Top of Task data

PR #129, opened 2022-08-31
Implement MetricValue component

### LINKED ISSUE #127: Implement MetricValue component
[Figma - MetricValue](https://www.figma.com/file/YN7x6bJmSfRHaovP5ABKu2/ActNow-Design-System?node-id=8%3A2798)

Image

pnavarrc:
Close #127 

image

## Changes

- Implement `MetricValue` component

### DIFF
--- a/packages/ui-components/src/components/MetricValue/MetricValue.tsx
+++ b/packages/ui-components/src/components/MetricValue/MetricValue.tsx
@@ -38,7 +38,7 @@ const MetricValue: React.FC<MetricValueProps> = ({
     <Stack direction="row" spacing={1} alignItems="center">
       <MetricDot region={region} metric={metric} />
       <Typography variant={variant}>
-        {metric.formatValue(data?.currentValue, "---")}
+        {metric.formatValue(data.currentValue, "---")}
       </Typography>
     </Stack>
   );
--- a/packages/ui-components/src/components/MetricValue/MetricValue.tsx
+++ b/packages/ui-components/src/components/MetricValue/MetricValue.tsx
@@ -1,0 +1,47 @@
+import React from "react";
+import { Stack, Typography, TypographyProps } from "@mui/material";
+import { Metric } from "@actnowcoalition/metrics";
+import { Region } from "@actnowcoalition/regions";
+import { useMetricCatalog } from "../MetricCatalogContext";
+import MetricDot from "../MetricDot";
+
+export interface MetricValueProps {
+  /** Region for which we want to show the metric value */
+  region: Region;
+  /** Metric for which we want to show the metric value  */
+  metric: Metric | string;
+  /**
+   * Typography variant used to render the metric value. We use
+   * dataEmphasizedLarge by default.
+   * */
+  variant?: TypographyProps["variant"];
+}
+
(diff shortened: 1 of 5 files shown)


packages/ui-components/src/components/MetricValue/MetricValue.tsx
```diff
@@ -0,0 +1,47 @@
...
+
+  if (!data || error) {
+    return <Typography variant={variant} />;
+  }
+
+  return (
+    <Stack direction="row" spacing={1} alignItems="center">
+      <MetricDot region={region} metric={metric} />
+      <Typography variant={variant}>
+        {metric.formatValue(data?.currentValue, "---")}
```
mikelehen: You shouldn't need `?` after `data` (you handle `!data` above), right?

packages/ui-components/src/components/MetricValue/MetricValue.tsx
```diff
@@ -0,0 +1,47 @@
...
+  metric: metricOrId,
+  variant = "dataEmphasizedLarge",
+}) => {
+  const metricCatalog = useMetricCatalog();
+  const metric =
+    typeof metricOrId === "string"
+      ? metricCatalog.getMetric(metricOrId)
+      : metricOrId;
+
+  const { data, error } = metricCatalog.useData(region, metric);
```
mikelehen, line 31: FWIW it occurs to me that we could move the MetricCatalogContext stuff into the metrics package and then have the metrics package export a `useData()` hook that internally calls `useMetricCatalog()`.  That would save a line of code in all of these components. 🤷

packages/ui-components/src/index.ts
```diff
@@ -93,6 +93,7 @@ export { default as Markdown } from "./components/Markdown";
 export * from "./components/Maps";
 export { default as LabelIcon } from "./components/LabelIcon";
 export type { LabelIconProps } from "./components/LabelIcon";
-
 export { default as MetricDot } from "./components/MetricDot";
 export type { MetricDotProps } from "./components/MetricDot";
+export { default as MetricValue } from "./components/MetricValue";
+export type { MetricValueProps } from "./components/MetricValue";
```
mikelehen, line 99: Not a big deal, and I won't mention it again since I think I did on a previous code review, but just flagging that we could do `export * from ...` and save some repetition.

mikelehen (approved):
Looks good!

packages/ui-components/src/index.ts
pnavarrc: Actually that's a great idea, let's discuss it tomorrow during standup to make it a standard thing! 🙌

packages/ui-components/src/components/MetricValue/MetricValue.tsx
pnavarrc: I thought about that as well, but it will add react as dependency to the metrics package, not sure if we want to do that

mikelehen: react actually already is a dependency, since `metricCatalog.useData()` is built with react hooks already...

But arguably maybe all of the hook logic should be pulled over to ui-components instead?  Not sure!  Maybe another standup discussion topic.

Bottom of Task data

Task brief: Give back each record above exactly as written.

Result of the exercise:
PR #129, opened 2022-08-31
Implement MetricValue component

### LINKED ISSUE #127: Implement MetricValue component
[Figma - MetricValue](https://www.figma.com/file/YN7x6bJmSfRHaovP5ABKu2/ActNow-Design-System?node-id=8%3A2798)

Image

pnavarrc:
Close #127 

image

## Changes

- Implement `MetricValue` component

### DIFF
--- a/packages/ui-components/src/components/MetricValue/MetricValue.tsx
+++ b/packages/ui-components/src/components/MetricValue/MetricValue.tsx
@@ -38,7 +38,7 @@ const MetricValue: React.FC<MetricValueProps> = ({
     <Stack direction="row" spacing={1} alignItems="center">
       <MetricDot region={region} metric={metric} />
       <Typography variant={variant}>
-        {metric.formatValue(data?.currentValue, "---")}
+        {metric.formatValue(data.currentValue, "---")}
       </Typography>
     </Stack>
   );
--- a/packages/ui-components/src/components/MetricValue/MetricValue.tsx
+++ b/packages/ui-components/src/components/MetricValue/MetricValue.tsx
@@ -1,0 +1,47 @@
+import React from "react";
+import { Stack, Typography, TypographyProps } from "@mui/material";
+import { Metric } from "@actnowcoalition/metrics";
+import { Region } from "@actnowcoalition/regions";
+import { useMetricCatalog } from "../MetricCatalogContext";
+import MetricDot from "../MetricDot";
+
+export interface MetricValueProps {
+  /** Region for which we want to show the metric value */
+  region: Region;
+  /** Metric for which we want to show the metric value  */
+  metric: Metric | string;
+  /**
+   * Typography variant used to render the metric value. We use
+   * dataEmphasizedLarge by default.
+   * */
+  variant?: TypographyProps["variant"];
+}
+
(diff shortened: 1 of 5 files shown)


packages/ui-components/src/components/MetricValue/MetricValue.tsx
```diff
@@ -0,0 +1,47 @@
...
+
+  if (!data || error) {
+    return <Typography variant={variant} />;
+  }
+
+  return (
+    <Stack direction="row" spacing={1} alignItems="center">
+      <MetricDot region={region} metric={metric} />
+      <Typography variant={variant}>
+        {metric.formatValue(data?.currentValue, "---")}
```
mikelehen: You shouldn't need `?` after `data` (you handle `!data` above), right?

packages/ui-components/src/components/MetricValue/MetricValue.tsx
```diff
@@ -0,0 +1,47 @@
...
+  metric: metricOrId,
+  variant = "dataEmphasizedLarge",
+}) => {
+  const metricCatalog = useMetricCatalog();
+  const metric =
+    typeof metricOrId === "string"
+      ? metricCatalog.getMetric(metricOrId)
+      : metricOrId;
+
+  const { data, error } = metricCatalog.useData(region, metric);
```
mikelehen, line 31: FWIW it occurs to me that we could move the MetricCatalogContext stuff into the metrics package and then have the metrics package export a `useData()` hook that internally calls `useMetricCatalog()`.  That would save a line of code in all of these components. 🤷

packages/ui-components/src/index.ts
```diff
@@ -93,6 +93,7 @@ export { default as Markdown } from "./components/Markdown";
 export * from "./components/Maps";
 export { default as LabelIcon } from "./components/LabelIcon";
 export type { LabelIconProps } from "./components/LabelIcon";
-
 export { default as MetricDot } from "./components/MetricDot";
 export type { MetricDotProps } from "./components/MetricDot";
+export { default as MetricValue } from "./components/MetricValue";
+export type { MetricValueProps } from "./components/MetricValue";
```
mikelehen, line 99: Not a big deal, and I won't mention it again since I think I did on a previous code review, but just flagging that we could do `export * from ...` and save some repetition.

mikelehen (approved):
Looks good!

packages/ui-components/src/index.ts
pnavarrc: Actually that's a great idea, let's discuss it tomorrow during standup to make it a standard thing! 🙌

packages/ui-components/src/components/MetricValue/MetricValue.tsx
pnavarrc: I thought about that as well, but it will add react as dependency to the metrics package, not sure if we want to do that

mikelehen: react actually already is a dependency, since `metricCatalog.useData()` is built with react hooks already...

But arguably maybe all of the hook logic should be pulled over to ui-components instead?  Not sure!  Maybe another standup discussion topic.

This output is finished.